> WORK INSTRUCTIONS:
Scan the records for the string "canLoad" and copy every line that holds it.

Stored dataset items:
== Segment start ==

PR #417, opened 2019-11-21
[Feature] Thumbnail reordering and merging

awy3:
This is the update for reordering and merging using the thumbnail panel. It start disabled but you can use `readerControl.enableFeatures(['ThumbnailMerging'])` and `readerControl.enableFeatures(['ThumbnailReordering'])` to get it to work

This depends on "readerControl.docViewer.getDocument().mergeDocument()", which is in another pull request for 6.0.


src/components/Thumbnail/Thumbnail.js
```diff
@@ -15,17 +15,23 @@ class Thumbnail extends React.PureComponent {
...
     pageLabels: PropTypes.array.isRequired,
     canLoad: PropTypes.bool.isRequired,
+    isSelected: PropTypes.bool,
     onLoad: PropTypes.func.isRequired,
     onCancel: PropTypes.func.isRequired,
     onRemove: PropTypes.func.isRequired,
     updateAnnotations: PropTypes.func,
     closeElement: PropTypes.func.isRequired,
+    onDragStartCallback: PropTypes.func,
+    onDragOverCallback: PropTypes.func,
```
ZhijieZhang: I prefer `onDragStart` and `onDragOver`. I think it's common that variables start with `on` are callbacks, so we can probably skip the `callback` part? :)

src/components/ThumbnailsPanel/ThumbnailsPanel.js
```diff
@@ -271,6 +378,8 @@ class ThumbnailsPanel extends React.PureComponent {
         className="Panel ThumbnailsPanel"
         style={{ display }}
         data-element="thumbnailsPanel"
+        ref={this.thumbnailsPanel}
+        onDragOver={this.dragOverHandler}
```
ZhijieZhang: I think we can just use `e => e.preventDefault` here instead of having a function. What do you think? We do similar things in other components.

src/components/ThumbnailsPanel/ThumbnailsPanel.js
```diff
@@ -38,6 +50,10 @@ class ThumbnailsPanel extends React.PureComponent {
     core.addEventListener('pageNumberUpdated', this.onPageNumberUpdated);
     core.addEventListener('annotationHidden', this.onAnnotationChanged);
     window.addEventListener('resize', this.onWindowResize);
+
+    if (this.thumbnailsPanel && this.thumbnailsPanel.current) {
+      this.thumbnailsPanel.current.addEventListener('drop', this.onDrop);
```
ZhijieZhang: Hmm maybe I'm missing something, but can we just pass an onDrop prop to the thumbnails panel div? If we can do that we don't need to ref it.

src/components/ThumbnailsPanel/ThumbnailsPanel.js
```diff
@@ -55,6 +71,75 @@ class ThumbnailsPanel extends React.PureComponent {
...
+      }
+
+      core.movePages([currentPage], targetPageNumber);
+    }
+
+    this.setState({ draggingOverPageIndex: null });
+  }
+
+  onPageComplete = () => {
+    if (this.afterMovePageNumber) {
```
ZhijieZhang: Hmm this one isn't called anywhere in the component. Just to confirm we need this in the later commits?

src/components/ThumbnailsPanel/ThumbnailsPanel.js
```diff
@@ -55,6 +71,75 @@ class ThumbnailsPanel extends React.PureComponent {
...
+
+  onDragOver = (e, index) => {
+    // prevent opening pdf dropped in
+    e.preventDefault();
+    const thumbnail = e.target.getBoundingClientRect();
+
+    if (e.pageY > (thumbnail.y + thumbnail.height / 2)) {
+      this.setState({ draggingOverPageIndex: index, isDraggingOverTopHalf: false });
+    } else {
+      this.setState({ draggingOverPageIndex: index, isDraggingOverTopHalf: true });
```
ZhijieZhang: Hmm the other way of writing this is
```javascript
this.setState({
  draggingOverPageIndex: index,
  isDraggingOverTopHalf: e.pageY > (thumbnail.y + thumbnail.height / 2)
})
```
This doesn't use ifelse, but I don't mind the current way.

src/components/ThumbnailsPanel/ThumbnailsPanel.js
```diff
@@ -55,6 +71,75 @@ class ThumbnailsPanel extends React.PureComponent {
...
+    e.preventDefault();
+    const { isThumbnailMerging } = this.props;
+    const { draggingOverPageIndex, isDraggingOverTopHalf } = this.state;
+    const { files } = e.dataTransfer;
+
+    if (isThumbnailMerging && files.length) {
+      const file = files[0];
+      const insertTo = isDraggingOverTopHalf ? draggingOverPageIndex + 1 : draggingOverPageIndex + 2;
+
+      window.readerControl.mergeDocument(file, insertTo).then(() => {
```
ZhijieZhang: Hmm in general we avoid to call readerControl within our components. The reason is that we want to make clear that functions of readerControl are for external uses.

In this case what we do is to create a new file under the helpers folder, and use that here. And in the apis folder we import the helper function to "expose" it... I know it's essentially doing the same thing, but I think we just want to remain the same mental model. Sorry

src/apis/mergeDocument.js
```diff
@@ -0,0 +1,25 @@
+/**
+ * Merge a file into the currently opened document
+ * @method WebViewer#mergeDocument
+ * @param {(string|File)} documentPath Path to the document OR <a href='https://developer.mozilla.org/en-US/docs/Web/API/File' target='_blank'>File object</a> if opening local file.
+ * @param {number} position Position to put the merged document, default to end of file if nothing entered
+ * @returns {Promise<any>} a promise that resolves on completion
+ * @example // 5.1 and after
```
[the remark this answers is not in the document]
awy3: Thanks for pointing this out, I'll copy the jsDoc from the core Document.js file

src/apis/mergeDocument.js
```diff
@@ -0,0 +1,25 @@
+/**
+ * Merge a file into the currently opened document
+ * @method WebViewer#mergeDocument
+ * @param {(string|File)} documentPath Path to the document OR <a href='https://developer.mozilla.org/en-US/docs/Web/API/File' target='_blank'>File object</a> if opening local file.
```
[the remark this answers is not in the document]
awy3: Thanks for pointing this out, I'll copy the jsDoc from the core Document.js file

src/apis/mergeDocument.js
```diff
@@ -0,0 +1,25 @@
...
+ * @example // 5.1 and after
+WebViewer(...)
+  .then(function(instance) {
+    instance.mergeDocument('https://www.pdftron.com/downloads/pl/test.pdf', 1);
+  });
+ */
+import actions from 'actions';
+
+export default store => (documentToMerge, position) => {
+  store.dispatch(actions.openElement('progressModal'));
```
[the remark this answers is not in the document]
awy3: I'll update it to "loadingModal", before when I was taking care of the partRetriever stuff in the UI, I had more control  and could show progress ( I think I can still do that but not sure if it worth it since we are doing other UI changes soon)

src/apis/mergeDocument.js
```diff
@@ -0,0 +1,25 @@
...
+ * @returns {Promise<any>} a promise that resolves on completion
+ * @example // 5.1 and after
+WebViewer(...)
+  .then(function(instance) {
+    instance.mergeDocument('https://www.pdftron.com/downloads/pl/test.pdf', 1);
+  });
+ */
+import actions from 'actions';
+
+export default store => (documentToMerge, position) => {
```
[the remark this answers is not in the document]
awy3: In the ThumbnailPanel, I need it to allow users to drag and drop file to merge.

I can provide you with more information on customer requirements  (not sure if I should post it here since it's public)

src/components/Thumbnail/Thumbnail.js
```diff
@@ -89,14 +95,24 @@ class Thumbnail extends React.PureComponent {
...
   render() {
-    const { index, currentPage, pageLabels } = this.props;
+    const { index, currentPage, pageLabels, isSelected, draggable } = this.props;
     const isActive = currentPage === index + 1;
     const pageLabel = pageLabels[index];
 
     return (
-      <div className={`Thumbnail ${isActive ? 'active' : ''}`}>
-        <div className="container" ref={this.thumbContainer} onClick={this.handleClick}></div>
+      <div className={`Thumbnail ${isActive ? 'active' : ''} ${isSelected ? 'selected' : ''}`} onDragOver={this.onDragOverHandler}>
```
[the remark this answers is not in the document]
awy3: I'll remove it for now, I'll need it later when we add selecting thumbnails

src/components/Thumbnail/Thumbnail.js
```diff
@@ -15,17 +15,23 @@ class Thumbnail extends React.PureComponent {
...
+    onDragOverCallback: PropTypes.func,
+    draggable: PropTypes.bool,
   }
 
   constructor(props) {
     super(props);
     this.thumbContainer = React.createRef();
     this.onLayoutChangedHandler = this.onLayoutChanged.bind(this);
+    this.onDragStartHandler = this.onDragStart.bind(this);
+    this.onDragOverHandler = this.onDragOver.bind(this);
```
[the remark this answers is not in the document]
awy3: your right, binding them wasn't needed in this case

src/components/ThumbnailsPanel/ThumbnailsPanel.js
awy3: We can do that but I normally avoid creating anonymous function in the render but if we are doing it in other places I can change this to just

```
onDragOver={e => e.preventDefault()}
```

src/components/ThumbnailsPanel/ThumbnailsPanel.js
awy3: I updated it to use the "onDrop" prop, I can't remember why I was doing it like this

src/components/ThumbnailsPanel/ThumbnailsPanel.js
awy3: Thank you for pointing this out, I forgot to add
```
    core.addEventListener('pageComplete', this.onPageComplete);
```

This is so if you are reordering pages, it'll go to the last page you were on. So if you are on page 1 and move it to page 5,  it'll go to page 5 (previously page 1) after it moved.

src/components/ThumbnailsPanel/ThumbnailsPanel.js
awy3: Thank you for pointing this out, I actually like your ternary statement more. I'll update it to that

src/components/Thumbnail/Thumbnail.js
awy3: I have renamed these

src/components/ThumbnailsPanel/ThumbnailsPanel.js
awy3: I actually ended getting rid of this, in the "Thumbnail" "onDragOver" callback, I added 
`e.stopPropagation();` so it never get throw dragOver event for the parent.

src/components/ThumbnailsPanel/ThumbnailsPanel.js
awy3: I didn't end up adding a helper but added it to `core`

src/components/ThumbnailsPanel/ThumbnailsPanel.js
```diff
@@ -28,6 +32,9 @@ class ThumbnailsPanel extends React.PureComponent {
       canLoad: true,
       height: 0,
       width: 0,
+      draggingOverPageIndex: null,
+      isDraggingOverTopHalf: false,
+      afterMovePageNumber: null,
```
ZhijieZhang: why is this on state? Does this variable related to how the thumbnail panel looks like?

src/core/mergeDocument.js
```diff
@@ -0,0 +1,15 @@
+/**
+ * https://www.pdftron.com/api/web/CoreControls.Document.html#mergeDocument__anchor
+ */
+import actions from 'actions';
+
+export default (dispatch, documentToMerge, position) => {
+  dispatch(actions.openElement('loadingModal'));
+  return window.readerControl.docViewer.getDocument().mergeDocument(documentToMerge, position)
```
ZhijieZhang: Hmm as I said we don't use readerControl internally. APIs on the readerControl are only for external usage. Let me know if you are not clear about what I mean.

src/components/ThumbnailsPanel/ThumbnailsPanel.js
awy3: I moved the "afterMovingPageNumber" out of the state. It not used for appearance so it shouldn't be there

src/core/mergeDocument.js
awy3: Thanks for pointing this out, I added the API file but forgot to get rid of the "readerControl", now this uses `window.docViewer`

== Segment end ==

> PROBLEM SOLUTION:
     canLoad: PropTypes.bool.isRequired,
       canLoad: true,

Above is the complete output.